Entscheidungsstichwort (Thema)

Ausschlagung. Anfechtung. Motivirrtum

 

Leitsatz (amtlich)

Die Ausschlagung der Erbschaft kann nicht deshalb angefochten werden, weil das mit ihr erstrebte Ziel - hier: Alleinerbenstellung der Ehefrau aufgrund gesetzlicher Erbfolge - wegen der Unwirksamkeit der Erklärung eines der Miterben nicht erreicht wird.

 

Normenkette

BGB § 119 Abs. 1, § 1955

 

Verfahrensgang

LG München I (Beschluss vom 08.04.2009; Aktenzeichen 16 T 3727/09)

AG München (Aktenzeichen 63 VI 15449/05)

 

Tenor

I. Die weitere Beschwerde der Beteiligten zu 1 gegen den Beschluss des LG München I vom 8.4.2009 wird zurückgewiesen.

II. Der Geschäftswert für das Verfahren der weiteren Beschwerde wird auf 24.375 EUR festgesetzt.

 

Gründe

I. Der Erblasser ist am 19.12.2005 im Alter von 65 Jahren verstorben. Eine letztwillige Verfügung ist nicht vorhanden. Der Erblasser war seit 1966 mit der Beteiligten zu 1 im gesetzlichen Güterstand verheiratet. Ihrem Sohn erteilte er seinen Familiennamen, nahm ihn jedoch nicht als Kind an. Eigene Kinder hatte er nicht. Der im März 2009 nachverstorbene Beteiligte zu 2 und die Beteiligte zu 3 sind Geschwister des Erblasses, die Beteiligten zu 4 und 5 sowie die Beteiligten zu 6 und 7 die Kinder von zwei vorverstorbenen Geschwistern. Der Nachlass besteht im Wesentlichen aus Bankguthaben, Wertpapieren und einem Hausgrundstück; der Reinnachlasswert beträgt rund 104.000 EUR.

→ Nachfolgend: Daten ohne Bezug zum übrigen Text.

PR #85556, opened 2023-11-30
Fix importing WAV files with odd chunk sizes

### LINKED ISSUE #85466: WAV file that works everywhere else is silent in Godot
### Godot version

4.2.rc2,3.5.1

### System information

Godot v4.2.rc (fc7920185) - NixOS 23.11 (Tapir) - Wayland - Vulkan (Mobile) - integrated Intel(R) Graphics (ADL GT2) - 12th Gen Intel(R) Core(TM) i5-1240P (16 Threads)

### Issue description

This short 1.5second WAV file came from a site with free sounds (None of the other sounds from the same source worked either).  

Godot imports this sound file with a duration of 0, so it doesn't play anything.  There are no error messages that I can see.  I have attempted to re-import it with various different settings, and have tried it with an online inspection tool that didn't throw up any clues.  This file plays properly in Audacity and VLC.

This problem is the same for Godot3.5.1, and probably applies to all versions.

### Steps to reproduce

Unzip and preview Cloth_02.wav in Godot.  It doesn't play.

The second file Cloth_02_savedfromaudacity.wav is what happens if I load and save it from Audacity.  Then Godot loads and plays it as it should.

[Cloth_02.zip](https://github.com/godotengine/godot/files/13488036/Cloth_02.zip)

N/A

bs-mwoerner:
Fixes #85466.

The RIFF specification requires a padding byte to be written when a chunk size is not even. The current WAV importer did not include that byte when moving to the next chunk, so the import would fail (read a zero-length file) when the file contained a chunk with an odd size before the actual `data` chunk.

### DIFF
--- a/editor/import/resource_importer_wav.cpp
+++ b/editor/import/resource_importer_wav.cpp
@@ -292,7 +292,9 @@ Error ResourceImporterWAV::import(const String &p_source_file, const String &p_s
 				loop_end = file->get_32();
 			}
 		}
-		file->seek(file_pos + chunksize);
+		// Move to the start of the next chunk. Note that RIFF requires a padding byte for odd
+		// chunk sizes.
+		file->seek(file_pos + chunksize + (chunksize & 1));
 	}
 
 	// STEP 2, APPLY CONVERSIONS


lawnjelly (approved):
I'm no expert in RIFF files but it does seem like chunks should be padded like this:
https://www.daubnet.com/en/file-format-riff

> unused 1 byte present, if size is odd

akien-mga:
Same email/account attribution issue on this PR :)

bs-mwoerner:
Merci. :)

YuriSizov:
Cherry-picked for 4.2.1.

PR #85585, opened 2023-12-01
Fix SnapGrid is almost invisible in light theme

### LINKED ISSUE #85574: "Use Grid Snap" icon is hardly visible with Light theme
### Godot version

### System information

Linux (Fedora Silverblue), v4.2.stable.official [46dc27791], AMD RX570, Forward+

### Issue description

I have hard time looking at Grid Snap icon in light theme:

зображення

Also, when this button active, it have cyan color, while other such buttons become blue:
зображення
зображення

### Steps to reproduce

1. Open Godot
2. Open any project
3. Editor -> Editor Settings...
4. Interface -> Theme
5. Select "Light" in "Preset"

Not specific to any project.

jsjtxietian:
Fixes #85574

cc @MewPurPur Any suggestions?


MewPurPur:
This was my mistake, I mixed this up with work on icons for my own app (which uses #def as its icon color). Godot's icon color is e0e0e0, so please use that.

jsjtxietian:
> Godot's icon color is e0e0e0, so please use that.

Thanks! I first use that too, but then find the other snap icon (Snap.svg)  is #fff so I used that, should I change that too ?

MewPurPur:
Those icons are likely slightly broken in light theme too. So yes.

akien-mga:
There seems to be a lot of icons using `fill="#fff"` (and some use `#fff` for `stroke` too.
If this should be changed to the remappable `#e0e0e0`, this might best be done in a dedicated PR. But I assume some of them use `#fff` intentionally to keep it white even on light theme (e.g. eyes of Godot logo).

```
$ rg -l 'fill="#fff"' | wc -l
87
```

MewPurPur:
Let me look into it.

MewPurPur:
I don't find anything else that needs to be changed. I should mention that #fefefe is the "forced white" color, white #fff becomes a dark gray when it's in light theme. And #e0e0e0 is the icon color, it's a very light gray, and in light theme it's a dark gray (but less dark than the one #fff becomes.)

A lot of the occurrences of #fff are outside editor/icons, which is correct and shouldn't be changed. In editor/icons, I also didn't find any occurrences of it being used for icons. It's commonly used for GUI elements (I consider it not icons, also opacity is used to determine how much those stick out) and for contrast, mainly for icons like Transform2D, which is just "T2D" as an icon and it uses a transparent white to add extra contrast to the middle letter, so as to unstick them and make the icon more readable. Also for icons like the overbright indicator, trying to have as much contrast as possible between white and black. These shouldn't be changed either. Actually, they could use #fefefe and get removed from the list of exceptions. Then there is the Godot logos using it for their eyes, obviously shouldn't be changed.

In short, I didn't find any other icons that need their fill color tweaked from #fff to #e0e0e0.

akien-mga (approved):

akien-mga:
Thanks!

akien-mga:
Cherry-picked for 4.2.1.

PR #85594, opened 2023-12-01
Prevent `Camera3D.current` from being set to `true` automatically in the editor.

### LINKED ISSUE #85593: `Camera3D.current` is set to true when setting `Camera3D.current` to false on another node
### Godot version

Godot v4.2.stable 

### System information

Windows 10.0.22631 - Vulkan (Forward+) - dedicated AMD Radeon RX 7900 XTX (Advanced Micro Devices, Inc.; 31.0.22023.1014) - AMD Ryzen 7 7800X3D 8-Core Processor (16 Threads)

### Issue description

When you disable `current` on a Camera3D, the first available Camera3D in the scene will have it's `current` property set to true.

### Steps to reproduce

Add 2 Camera3D nodes to a scene, note both have `current` disabled.
Enable and disable `current` on one Camera3D.
After `current` is disabled on one Camera3D, the other Camera3D has it's `current` property set to true

[minimal.zip](https://github.com/godotengine/godot/files/13522846/minimal.zip)

addmix:
Fixes #85593

### DIFF
--- a/scene/3d/camera_3d.cpp
+++ b/scene/3d/camera_3d.cpp
@@ -272,7 +272,7 @@ void Camera3D::clear_current(bool p_enable_next) {
 	if (get_viewport()->get_camera_3d() == this) {
 		get_viewport()->_camera_3d_set(nullptr);
 
-		if (p_enable_next) {
+		if (p_enable_next && !Engine::get_singleton()->is_editor_hint()) {
 			get_viewport()->_camera_3d_make_next_current(this);
 		}
 	}


RedMser:
Would the same fix need to be done for Camera2D? It also has "assign next camera as current" logic, looking at its code.

addmix:
> Would the same fix need to be done for Camera2D? It also has "assign next camera as current" logic, looking at its code.

I gave Camera2D a quick look, and I don't believe it needs the same fix, as Camera2D doesn't have the `current` property.

KoBeWi (approved):
Yeah, Camera2D doesn't need it. The logic is a bit different.

YuriSizov:
Thanks!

Am 23.3.2006 schlugen die Beteiligten zu 2, 3, 4, 5 und 7 sowie einer der Söhne des Beteiligten zu 2 nach Belehrung über "die Wirkung und die Unwiderruflichkeit der Erb-schaftsausschlagung" zur Niederschrift des Nachlassgerichts die Erbschaft aus. Mit Ausnahme des Beteiligten zu 2 erklärten sie ferner, keine Kinder zu haben. Der Beteiligte zu 6 schlug mit notarieller Erklärung vom 24.2.2006 die Erbschaft für sich und gemeinsam mit seiner Ehefrau auch für seine beiden minderjährigen Kinder aus. Die beiden anderen Söhne des Beteiligten zu 2 erklärten am 2.3.2006 (zugleich durch beide gesetzlichen Vertreter auch für die minderjährige Tochter) bzw. am 6.3.2006 die Ausschlagung.

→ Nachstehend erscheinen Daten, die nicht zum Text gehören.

PR #85603, opened 2023-12-01
Speed up `GDScript::get_must_clear_dependencies()`

### LINKED ISSUE #85435: Exponentially slow quitting time with dependencies between (gdscript) scripts
### Godot version

Godot v4.2.rc2

### System information

Godot v4.2.rc2 - Ubuntu 22.04.3 LTS 22.04 - X11 - Vulkan (Forward+) - integrated Intel(R) UHD Graphics (CML GT2) () - Intel(R) Core(TM) i7-10850H CPU @ 2.70GHz (12 Threads)

### Issue description

When there is a lot of dependencies between types defined with class_name or class, the quitting time for game (and editor) grows exponentially.

With a "real" project (nb of scripts: 97, nb lignes of code: 11638, nb dependencies between script: 336) the quitting time is ~8.0s.
I could manage to reduce it to ~5.0s just by moving an inner class from one file to another.

On a "toy" project, with N scripts doing nothing except depending on each others, the quitting time seems exponential:

- 40 scripts : 1.5s
- 50 scripts : 2.5s
- 60 scripts : 4.5s
- 70 scripts : 8.4s
- 80 scripts : 15.7s
- 90 scripts : 27.1s
- 100 scripts : 46.8s

Adding the dependencies as a type check (`if my_var is MyType`) triggers the issue.
Adding the dependencies as a type creation (`MyType.new()`) triggers the issue.
Adding the dependencies as type hinting (`var my_var : MyType`) doesn't triggers the issue.

Adding inner (unused) classes inside these script increases a lot the time.

The dependencies being cyclical or not doesn't seems to change the behavior.

Same issue with 4.1.2-stable.

### Steps to reproduce

1) Create N scripts, each depending on each others

for example for script0.gd:

```
class_name Script0

static func some_func():
    print(Script0.new())
    print(Script1.new())
    print(Script2.new())
    print(Script3.new())
    ...

```

2) in the script of the main scene, add a dependency to one of the N inter-depending scripts, for example with `print(null is Script0)`

3) then quit directly the scene, with `get_tree().quit()`

4) launch the main scene

If N is high enough (>50), it will start to quit directly, but the quitting time will be long.

5) quit the editor.

The quitting time will also be quite long.

note: a python script has been provided in the minimal project to create all the N inter-depending gdscript scripts of step 1.

[quitting_time_dependencies.zip](https://github.com/godotengine/godot/files/13476840/quitting_time_dependencies.zip)

eldidou:
get_must_clear_dependencies() has a N^3*log(N) time complexity, and this can very quickly slow down the quitting process as more gdscripts are added in a project. This change improves it to N^2*log(N).
Instead of using all the inverted dependencies, we do the same with all (non-inverted) dependencies, which is N times faster.

Fixes #85435

### DIFF
--- a/modules/gdscript/gdscript.cpp
+++ b/modules/gdscript/gdscript.cpp
@@ -1156,8 +1156,8 @@ RBSet<GDScript *> GDScript::get_dependencies() {
 	return dependencies;
 }
 
-RBSet<GDScript *> GDScript::get_inverted_dependencies() {
-	RBSet<GDScript *> inverted_dependencies;
+HashMap<GDScript *, RBSet<GDScript *>> GDScript::get_all_dependencies() {
+	HashMap<GDScript *, RBSet<GDScript *>> all_dependencies;
 
 	List<GDScript *> scripts;
 	{
@@ -1171,51 +1171,42 @@ RBSet<GDScript *> GDScript::get_inverted_dependencies() {
 	}
 
 	for (GDScript *scr : scripts) {
-		if (scr == nullptr || scr == this || scr->destructing) {
+		if (scr == nullptr || scr->destructing) {
 			continue;
 		}
-
-		RBSet<GDScript *> scr_dependencies = scr->get_dependencies();
-		if (scr_dependencies.has(this)) {
-			inverted_dependencies.insert(scr);
-		}
+		all_dependencies.insert(scr, scr->get_dependencies());
 	}
 
-	return inverted_dependencies;
+	return all_dependencies;
 }
 
 RBSet<GDScript *> GDScript::get_must_clear_dependencies() {
 	RBSet<GDScript *> dependencies = get_dependencies();
 	RBSet<GDScript *> must_clear_dependencies;
-	HashMap<GDScript *, RBSet<GDScript *>> inverted_dependencies;
-
-	for (GDScript *E : dependencies) {
-		inverted_dependencies.insert(E, E->get_inverted_dependencies());
-	}
+	HashMap<GDScript *, RBSet<GDScript *>> all_dependencies = get_all_dependencies();
 
 	RBSet<GDScript *> cant_clear;
-	for (KeyValue<GDScript *, RBSet<GDScript *>> &E : inverted_dependencies) {
+	for (KeyValue<GDScript *, RBSet<GDScript *>> &E : all_dependencies) {
+		if (dependencies.has(E.key)) {
+			continue;
+		}
 		for (GDScript *F : E.value) {
-			if (!dependencies.has(F)) {
-				cant_clear.insert(E.key);
-				for (GDScript *G : E.key->get_dependencies()) {
-					cant_clear.insert(G);
-				}
-				break;
+			if (dependencies.has(F)) {
+				cant_clear.insert(F);
 			}
 		}
 	}
 
-	for (KeyValue<GDScript *, RBSet<GDScript *>> &E : inverted_dependencies) {
-		if (cant_clear.has(E.key) || ScriptServer::is_global_class(E.key->get_fully_qualified_name())) {
+	for (GDScript *E : dependencies) {
+		if (cant_clear.has(E) || ScriptServer::is_global_class(E->get_fully_qualified_name())) {
 			continue;
 		}
-		must_clear_dependencies.insert(E.key);
+		must_clear_dependencies.insert(E);
 	}
 
 	cant_clear.clear();
 	dependencies.clear();
-	inverted_dependencies.clear();
+	all_dependencies.clear();
 	return must_clear_dependencies;
 }
 
--- a/modules/gdscript/gdscript.h
+++ b/modules/gdscript/gdscript.h
@@ -254,7 +254,7 @@ public:
 	const Ref<GDScriptNativeClass> &get_native() const { return native; }
 
 	RBSet<GDScript *> get_dependencies();
-	RBSet<GDScript *> get_inverted_dependencies();
+	HashMap<GDScript *, RBSet<GDScript *>> get_all_dependencies();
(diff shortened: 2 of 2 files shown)


akien-mga:
For the record, your commit seems not to be linked to your GitHub account. See: [Why are my commits linked to the wrong user?](https://docs.github.com/en/pull-requests/committing-changes-to-your-project/troubleshooting-commits/why-are-my-commits-linked-to-the-wrong-user) for more info.

kleonc:
> get_must_clear_dependencies() has a N^3_log(N) time complexity, and this can very quickly slow down the quitting process as more gdscripts are added in a project. This change improves it to N^2_log(N).

This is an improvement indeed but I think `GDScriptLanguage::finish()` shouldn't lead to any checks for dependencies like that? :thinking: On finalization all scripts are to-be-cleared anyway, so there's no point to check/clear the full chain of dependencies for every script. Iterating over every script and clearing only its own refs to any other script should be sufficient to get rid of all cross dependencies. Meaning the finalization should be doable linearly (O(N)).

Note that I'm not really familiar with the GDScript internals so maybe I'm missing something and it's not that simple?

Anyway, could potentially be done in another PR, this is already an improvement.

kleonc:
> But this isn't about `GDScriptLanguage::finish()`, isn't it?

It is and it isn't, depends how you look at it. :upside_down_face:

#85435 which this PR aims to fix is specifically about slow quiting (both editor/runtime) when there are many cross referencing/dependant scripts. This is caused by the slow execution of `GDScriptLanguage::finish()`. And why is `GDScriptLanguage::finish()` so slow? Because it's calling `GDScript:clear()` many times and `GDScript::clear()` is slow with the current implementation.

So this PR makes `GDScript:clear()` faster which is good on its own, regardless of what calls `GDScript::clear()`. :+1: This of course makes also `GDScriptLanguage::finish()` faster as a result, which improves the quitting time.

What I've said in https://github.com/godotengine/godot/pull/85603#issuecomment-1836988340 is that `GDScriptLanguage::finish()` can potentially be made faster as it shouldn't need to call `GDScript:clear()` in its current form at all, because on finalizing all scripts clearing non-direct script dependencies shouldn't be needed (and that's what's done as a part of `GDScript:clear()`). Clearing only direct dependencies for all scripts would also result in no cross dependencies in the end and would be faster.

TLDR: this PR is good on its own but `GDScriptLanguage::finish()` could still be made faster.

---

BTW Yeah, would be nice if some benchmark times would be provided for before/after. In the end even if it helps with #85435 (it does) it still might need be considered as not fixing it if the timings are still not satisfying.

adamscott (commented):
@eldidou Thanks for your PR! For a first PR, that's a nice one!

I'm trying to see if there's things that could break with your implementation, but the logic seems fine. The idea to skip the dependencies if they don't include the current script is a good idea. It does what I thought to do when I implemented inverse dependency checks.

I asked @vnen and @dalexeev to review it, but so far, I like it.

modules/gdscript/gdscript.cpp
```diff
@@ -1171,51 +1171,41 @@ RBSet<GDScript *> GDScript::get_inverted_dependencies() {
...
 
 	RBSet<GDScript *> cant_clear;
-	for (KeyValue<GDScript *, RBSet<GDScript *>> &E : inverted_dependencies) {
-		for (GDScript *F : E.value) {
-			if (!dependencies.has(F)) {
-				cant_clear.insert(E.key);
-				for (GDScript *G : E.key->get_dependencies()) {
-					cant_clear.insert(G);
+	for (KeyValue<GDScript *, RBSet<GDScript *>> &E : all_dependencies) {
+		if (!dependencies.has(E.key)) {
```
adamscott, line 1190: Super small nitpick, if you could reverse the condition with a continue, it would be easier to read.
```suggestion
		if (dependencies.has(E.key)) {
			continue;
		}
```

RevoluPowered:
> Can confirm that with The Mirror we see a hugely expensive shutdown time because of this function.
> 
> Benchmarked using superluminal profiler and it showed this function was consuming 100% CPU for over 90 seconds during shutdown.
> 
> I'll test this fix and report back the app close time :)

4 seconds to close the editor (previously multiple minutes)
4 seconds to close the app (previously 2 minutes or more)

This makes it much more deterministic for me.

Tested on windows.

modules/gdscript/gdscript.cpp
eldidou: done

AThousandShips: Did you forget to push this?

eldidou: Indeed...
Done. For real this time.

adamscott (approved):
Seems fine to me. It improved my logic and I don't see how the new logic would not cover my old one.

Especially with all the tests passing, I'm OK merging this very soon.

YuriSizov:
Thanks! And congratulations on your first merged Godot contribution! That's a very cool way to enter the space 🙂

eldidou:
Thanks! Glad to help 🙂

adamscott:
@eldidou Don't hesitate to join our [developer's chat](https://chat.godotengine.org). We have a GDScript public meeting tomorrow.

YuriSizov:
Cherry-picked for 4.2.2.

mihe:
Seeing as how this slowdown still remains a problem when you go into the hundreds of scripts, I've gone ahead and made the change that was talked about earlier in this thread, by simply skipping the `must_clear_dependencies` work altogether. You'll find the change in #94505.

It seemed like a straight-forward enough of a change, and passes all the unit tests and whatnot, but I'd appreciate some more eyes on it.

Am 8.3.2006 wurde der Beteiligten zu 1 antragsgemäß ein Erbschein als Alleinerbin erteilt. Dieser wurde im Oktober 2008 eingezogen, nachdem die zwischenzeitlich an Stelle der Beteiligten zu 1 bestellten Betreuer des Beteiligten zu 2 (einer seiner Söhne sowie dessen Ehefrau) auf dessen Geschäftsunfähigkeit zum Zeitpunkt der Ausschlagungserklärung hingewiesen hatten. Im Rahmen des im Oktober 2005 eingeleiteten Betreuungsverfahrens war durch das ärztliche Gutachten vom 28.3.2006 aufgrund der Untersuchung am 3.2.2006 festgestellt worden, der Beteiligte zu 2 sei nicht mehr geschäftsfähig.

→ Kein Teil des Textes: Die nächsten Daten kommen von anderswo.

PR #84174, opened 2023-10-30
Hide CSGShape's `debug_collision_shape` when it is invisible

jsjtxietian:
Fixes #84132

Issue #84132, opened 2023-10-29
CSG collision shape editor gizmo does not hide


Wolfe2x7:
### Godot version

v4.1.3.rc1.official [f80c673cd]

### System information

Godot v4.1.3.rc1 - Linux Mint 20.2 (Uma) - X11 - Vulkan (Mobile) - dedicated NVIDIA GeForce GTX 1660 Ti (nvidia; 470.199.02) - Intel(R) Core(TM) i7-9750H CPU @ 2.60GHz (12 Threads)

### Issue description

When any CSG node has collisions enabled, the editor gizmo for its collision shape does not respect its visibility, potentially obscuring other nodes unless collisions are temporarily disabled for CSG nodes.

### Steps to reproduce

1. Enabled collisions on a CSG node
2. Toggle its visibility

### Minimal reproduction project

[min-repo-10-28-23-1.zip](https://github.com/godotengine/godot/files/13197016/min-repo-10-28-23-1.zip)

PR #86699, opened 2024-01-02
Fix `CSGShape3D` debug collision shapes being visible in editor

### LINKED ISSUE #87919: Collision wireframes of CSGBox3D doesn't hide in the scene view when gizmos are hidden
### Tested versions

Reproducible in Godot v4.2.1.stable and v4.3 custom build

### System information

Godot v4.2.1.stable - Windows 10.0.22621 - Vulkan (Forward+) - dedicated NVIDIA GeForce RTX 2070 (NVIDIA; 31.0.15.4633) - AMD Ryzen 7 5800X 8-Core Processor (16 Threads)

### Issue description

When unchecking View Gizmos in the Perspective menu in the Editor 3D Scene collision wireframes for CSG nodes doesn't get hidden. This is inconsistent with for example CollisionShape3D's, which properly gets hidden.

image

**Hiding the node**
Hiding the node makes the collider disappear, but if you open another scene and then return the render mesh is hidden but the collision mesh is again showing.

image

**Why is this an issue?**
This gets visually noisy and makes tuning the look of my game difficult.

image

### Steps to reproduce

1. Create a 3D Scene
2. Add a CSGBox3D and turn Collisions On
3. Toggle "View Gizmos" in the Perspective menu in the Scene View
4. Observe how CSG Collision Wireframes don't get hidden like they would with CollisionShape3D

[csg-wireframe-issue-reproduction-project.zip](https://github.com/godotengine/godot/files/14154642/csg-wireframe-issue-reproduction-project.zip)

### LINKED ISSUE #96767: `CSGShape3D` debug collision visualization disappears when node is made invisible
### Tested versions

Reproducible in 4.3.stable

### System information

Godot v4.3.stable - Windows 10.0.22631 - GLES3 (Compatibility) - NVIDIA GeForce GTX 1660 SUPER (NVIDIA; 32.0.15.6081) - Intel(R) Core(TM) i7-10700F CPU @ 2.90GHz (16 Threads)

### Issue description

When a CSG node is made invisible while the game is running with `Visible Collision Shapes` debug feature enabled, the collision shape visualization disappears as well. Expected behaviour is for the visual mesh to disappear, but the collision visualization should remain visible.
DebugCollisionVisualizationVisibility

### Steps to reproduce

- Open `test.tscn` in attached project.
- Enable `Visible Collision Shapes`
- Run the game
- Use the visibility toggle button
- Observe that the collision geometry disappears for the CSG, but remains visible for the RigidBody cube.

[bug-report.zip](https://github.com/user-attachments/files/16935345/bug-report.zip)

MajorMcDoom:
`CSGShape3D` is improperly co-opting the debug collision visualization system to render editor gizmos. As such, the gizmos do not respect any gizmo visibility settings (see #87919 ).

The only way to control the visibility of the collision gizmos currently is to make the `CSGShape3D` itself invisible (workaround comes from #84174). This is incorrect because an invisible `CSGShape3D` can still have collision, so the gizmo should still be visible. This also affects runtime debug collision visualization (see #96767).

This PR makes the debug collision geometry only visible in the running game, essentially removing their usage as gizmos.
- Fixes #87919 
- Fixes #96767 
- Represents a small step toward a proper gizmo solution by removing broken bandaid solutions and setting a clean slate.

### DIFF
--- a/modules/csg/csg_shape.cpp
+++ b/modules/csg/csg_shape.cpp
@@ -513,7 +513,7 @@ Ref<ConcavePolygonShape3D> CSGShape3D::bake_collision_shape() {
 }
 
 bool CSGShape3D::_is_debug_collision_shape_visible() {
-	return is_inside_tree() && (get_tree()->is_debugging_collisions_hint() || Engine::get_singleton()->is_editor_hint());
+	return !Engine::get_singleton()->is_editor_hint() && is_inside_tree() && get_tree()->is_debugging_collisions_hint();
 }
 
 void CSGShape3D::_update_debug_collision_shape() {
@@ -603,11 +603,6 @@ void CSGShape3D::_notification(int p_what) {
 			if (!is_root_shape() && last_visible != is_visible()) {
 				// Update this node's parent only if its own visibility has changed, not the visibility of parent nodes
 				parent_shape->_make_dirty();
-			}
-			if (is_visible()) {
-				_update_debug_collision_shape();
-			} else {
-				_clear_debug_collision_shape();
 			}
 			last_visible = is_visible();
 		} break;


MajorMcDoom:
UPDATE:

This issue was previously reported, and was unfortunately misdiagnosed and led to an incorrect solution that introduces another problem that will have to be corrected (perhaps as part of this pull request):
https://github.com/godotengine/godot/issues/84132
https://github.com/godotengine/godot/pull/84174

The issue was misdiagnosed as being a _gizmo_ that fails to hide. This is not the case - it is runtime debug collision shape visualization, not an editor gizmo.

The subsequent merge made the debug collision shape visibility dependent on the visibility of the CSG node itself. While this masked the problem of the previously unhideable wireframe, it leads to incorrect behaviour, because as the documentation for the "use_collision" property states: making a CSG invisible _does not_ disable the collision. This means the debug collision shape visualization should remain visible _regardless_ of the visibility of the CSG.

Because this new pull request will completely remove the debug collision shapes from the editor, the visibility dependency introduced by #84174 can be reverted. I will do this in a commit amend tomorrow.

MajorMcDoom:
Aforementioned changes from #84174 have been reverted.

fire:
Let us know if https://github.com/godotengine/godot/pull/84174 fixes your bug.

MajorMcDoom:
> Let us know if #84174 fixes your bug.

See my two followup comments. That's a merge which actually misdiagnosed the problem and introduced another issue, which this merge would also fix.

BastiaanOlij:
@MajorMcDoom it's worth adding screenshots to PRs like this to make clear what the change is.

I haven't followed the previous discussions, but this is an interesting one.

Traditionally Godot has always had the visual and physics part of an object separate. Collision shapes are drawn in editor as well. You can see this clearly when you move the collision shape away from the object:
image
You can hide the collision shapes however if they are in the way, something that doesn't effect physics for all the right reasons, but does catch people off guard.

CSG breaks the mould. It's a single node that handles both the visual and the physics aspect of the object. Showing the collision shape superimposed over the mesh is in a way expected behaviour, you can tell immediately whether you've forgotten to enable collisions or if they are indeed enabled.

However, if you're not interested there is no way to hide them, and especially for complex extruded shapes, it can be a lot of visual clutter not to mention that it slows the IDE down. I use CSGPolygon a lot to create stuff like race tracks, often the track itself will be several CSGPolygon shapes all following the same path but without collisions just to bring in detail, and a separate CSGPolygon shape that is used to create the collision shape. It gets pretty gnarly at times :)

While I find it important to be able to see the collision shape and would not want that removed, I'd love to hide it once I'm happy with the composition of the scene.

MajorMcDoom:
@BastiaanOlij Thanks for the response!

I'm not sure if there's been a miscommunication somewhere, but I'm aware that CSG is a "hybrid" between visual and collision.

The problem is:

- CSG is currently using debug collision shapes (as in the feature you use to see collision shapes in the running game) as a gizmo.
- Because it isn't using gizmos, it of course breaks all the visibility rules that gizmos have, hence not being hideable in the editor by any means.
- This was previously reported in #84132, and was improperly "fixed" by #84174 by making the debug collision shapes (that are not supposed to run in the editor in the first place) hidden whenever the CSG itself is hidden.
- #84174 introduces an additional issue of CSG invisibility now misleading the user into thinking the collision has been turned off, when it fact it has not. This is explicitly mentioned in the documentation for CSGs.


The debug collision shape is still important to have for CSG *at runtime*, because the feature should work for all collision shapes. That is why this PR still leaves that intact.

Whether or not a CSG should show _collision gizmos_ is a discussion beyond the scope of this PR. The fact is, however, that they are currently _not_ showing gizmos - they are improperly using debug collision shapes _in place_ of gizmos.

BastiaanOlij:
> Whether or not a CSG should show _collision gizmos_ is a discussion beyond the scope of this PR. The fact is, however, that they are currently _not_ showing gizmos - they are improperly using debug collision shapes _in place_ of gizmos.

Ah, ok, I indeed missed that nuance. Sounds like a shortcut was taken to make something draw. I'd have to take a closer look to give more sensible feedback :)

BastiaanOlij:
Ok, as best as I can judge there are a few incorrect assumptions here which means I think a little more work needs to be done here.

When we look at normal collision shapes it is correct that the debug collision shape is drawn at runtime when this is enabled to help find issues with the collision setup in ones game.
However the same shape is also drawn in the IDE, as a transparent shape when the node is selected and as a grey wireframe when the node is not selected, to visualise the collision shapes in the scene. However you can turn this off in the view settings as this can be visually cluttering.

When we look at CSG the problem we have is that we have dual functionality here. The main purpose of CSG is the mesh that is generated and the gizmo controls focus on the manipulation of this mesh. The collision shape that can be added is "extra" but we lack control over whether we want to visualise this shape in the IDE.

This PR is born out of an understandable annoyance that this shape is always drawn, and drawn fully visible. It thus relegates this to the original functionality of just showing the shape during runtime if collision shapes are enabled in the debug menu.

There is however value in seeing the collision shape in the IDE at times and taking that away will frustrate users who rely on seeing that shape.
What is needed is similar functionality as exists on the collision shape node itself. E.g. it should be drawn less obvious when the CSG node is not selected, and you should be able to toggle this on or off.
If that can be added to this PR, I think this would be good functionality to have.

MajorMcDoom:
@BastiaanOlij is right in that there needs to be a proper gizmo solution for `CSGMesh3D` at some point, but I would like to address an inaccuracy in his assessment regarding the preservation of existing use cases:

There is actually currently *no use* at all for the `CSGMesh3D` collision visualization as a separate gizmo because:
- CSG visual geometry is identical to the collision geometry, so visualization is already possible.
- For the use case of visualizing _collision-only_ CSGs, the aforementioned improper fix (#84174) has already made it impossible, by making the collision geometry visualization dependent on CSG visibility.

In other words, the current gizmo solution is *entirely useless* because it only renders a wireframe over an *identical underlying mesh*, and *only when the underlying mesh is already visible*.

As such, this PR:
- Does not break any existing use cases (they are already broken)
- Fixes two UX bugs
- Represents a small step toward a proper gizmo solution by removing broken bandaid solutions and setting a clean slate.

BastiaanOlij (approved):
Speaking to @MajorMcDoom on private channels a couple days ago and his further findings reported here, I'm in agreement that the current state of things are as he says and that in order to move forward, fixing one problem at a time is better than endlessly flipping back and forth.

We just have to be mindful that if anyone complains that we don't go back to a more broken situation but make clear that we will be taking steps after this step.

So I'm for merging this and making sure that the current behaviour makes sense, and then in the future following it up with a proper gizmo implementation for CSG collisions.

fire (approved):

akien-mga:
Thanks!

MajorMcDoom:
For posterity, I've made a follow-up issue here: #96807

ydeltastar:
Can't this be cherrypicked for 4.3? The debug draw noise in a level full of CSG composites is absurd and it can't be disabled.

Mit gleichlautenden Schreiben jeweils vom 10.10.2008 an das Nachlassgericht erklärten die Beteiligten zu 3 bis 7 jeweils: "Wie ich soeben von (der Beteiligten zu 1) erfahren habe, soll Ergebnis meines Verzichts auf das Erbe ... nun sein, dass der Verzicht (dem Beteiligten zu 2) zuwächst, weil die Wirksamkeit seines Verzichts nicht gegeben sein soll. Absicht meines Verzichts war, dass mein Anteil (der Beteiligten zu 1) zufließt. Dies war auch Absicht der übrigen Erben, die verzichtet haben. Wenn dieser Effekt nun nicht mehr erzielbar sein sollte, fechte ich hiermit meine Verzichtserklärung wegen Irrtums an." Nach Hinweis auf die erforderliche Form fochten die Beteiligten zu 3, 4, 5 und 7 am 21.11.2008 zur Niederschrift des Nachlassgerichts ihre Ausschlagungserklärungen an, der Beteiligte zu 6 am 26.11.2008 mit notarieller Urkunde. Zur Begründung führten sie aus, nicht gewusst zu haben, dass hinsichtlich des Beteiligten zu 2 ein Gutachten zur Anordnung einer Betreuung erstellt und dessen Geschäftsunfähigkeit festgestellt worden sei.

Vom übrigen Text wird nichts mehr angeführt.